Kimbrel, bent at the waist with his right arm extended, stared into the strike zone. Catcher Christian Vasquez threw down one finger without hesitation. Moments later, the text “99 mph” flashed underneath the strike zone graphic on my TV, and a major league hitter stepped out of the box, trying not to look confused by how a baseball could move in quite that way. It was in that moment that Dennis Eckersley voiced his physics gaffe: “Man that fastball’s gotta rise doesn’t it?” This isn’t the first time Mr. Eckersley has made these sorts of comments. He seems to be in search of an elusive beast, the rising fastball.

If you ask hitters, they will tell you that there’s no doubt flamethrowers like Craig Kimbrel and Aroldis Chapman can somehow heave a baseball so hard that it rises. At first glance the logic seems sound. After all, a pitcher can get a curveball to drop by applying a healthy amount of top spin. Shouldn’t it be that a pitcher could apply an equal amount of backspin and cause the ball to rise?

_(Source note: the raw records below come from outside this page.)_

PR #933, opened 2025-03-21
Permit freeform source branch and platform identifiers in OpenAPI spec

cmcgee1024:
When using the current OpenAPI specification for discovering snapshot toolchains
in an OpenAPI generator, there is a code-level limitation on the known branches
(e.g. main or 6.0), and the known platform identifiers (e.g. macOS, amazonlinux2).
These values will change over time and new snapshot branches come (e.g. 6.1, or 7.0)
and platforms are added (e.g. "ubuntu2404"). Clients that are based on earlier versions
of the schema should remain compatible, and permit user input of new values that they
know to exist. That's not possible currently.

This change will adjust the schema to take advantage of the schema types that allow a
choice of a known value, and ones that are not (yet) known to the schema.

### DIFF
--- a/openapi/swiftorg.yaml
+++ b/openapi/swiftorg.yaml
@@ -37,12 +37,12 @@ paths:
         in: path
         required: true
         schema:
-          $ref: '#/components/schemas/KnownSourceBranch'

To answer this question, we need a slightly deeper understanding of what forces are actually acting on the baseball during its half-second voyage to the catcher’s mitt. For now, we are only considering the forces while the ball is in the air, after the pitcher releases it. In total, there are three:

1. Gravity

   There will always be a gravitational force towards the earth on pitched baseballs, no matter how fast or what direction they travel. This gives baseballs their natural arc trajectory both from the mound and off the bat.

2. Drag

   Since baseballs move through a fluid, in this case the same air we breathe, there is always a drag force created by the ball pushing the air out of the way. This force will always oppose the ball’s motion, slowing it down.

3. The Magnus Effect

   This is the most intriguing, and strange, force encountered when examining the rising fastball. The Magnus effect (or Magnus force) is created by the baseball’s spin.  Essentially, some of the air surrounding the ball “grips” the cover of the baseball and spins with it. In the case of backspin, this means the air underneath the ball moves slower than the air on top, creating higher pressure on the bottom of the ball. This pressure differential pushes the ball upward, resulting in the Magnus force.

The Magnus effect is tricky, and you can read a little more in depth about it here. For our purposes, though, it’s not all that necessary to understand the exact physical mechanisms that make a spinning ball move. The key is this: a baseball with backspin (i.e. a fastball) will have a Magnus force that points upwards.

At this point, it seems like we are closer to proving that fastballs do, in fact, rise. An upward Magnus force on fastballs is pretty damning evidence. However, we cannot forget about our other two forces. In particular, we need to remember gravity. One of the key principles of Newtonian physics is that objects accelerate in the direction of the net force on that object, or the sum of all the forces’ magnitudes and directions. This means that forces in opposite directions, but equal in magnitude, will exactly cancel each other out, but forces in the same direction will add together to make a stronger net force.

The reason baseballs always slightly drop on the way to home plate is that the gravitational force is stronger than the Magnus force. Gravity wins the tug of war match over the lift caused by backspin. The net force is still downward, albeit slightly smaller since the Magnus force pulls it up a little. In the case of a curveball, the Magnus force and gravity act together to cause the ball to drop more than normal, due to a large net force down.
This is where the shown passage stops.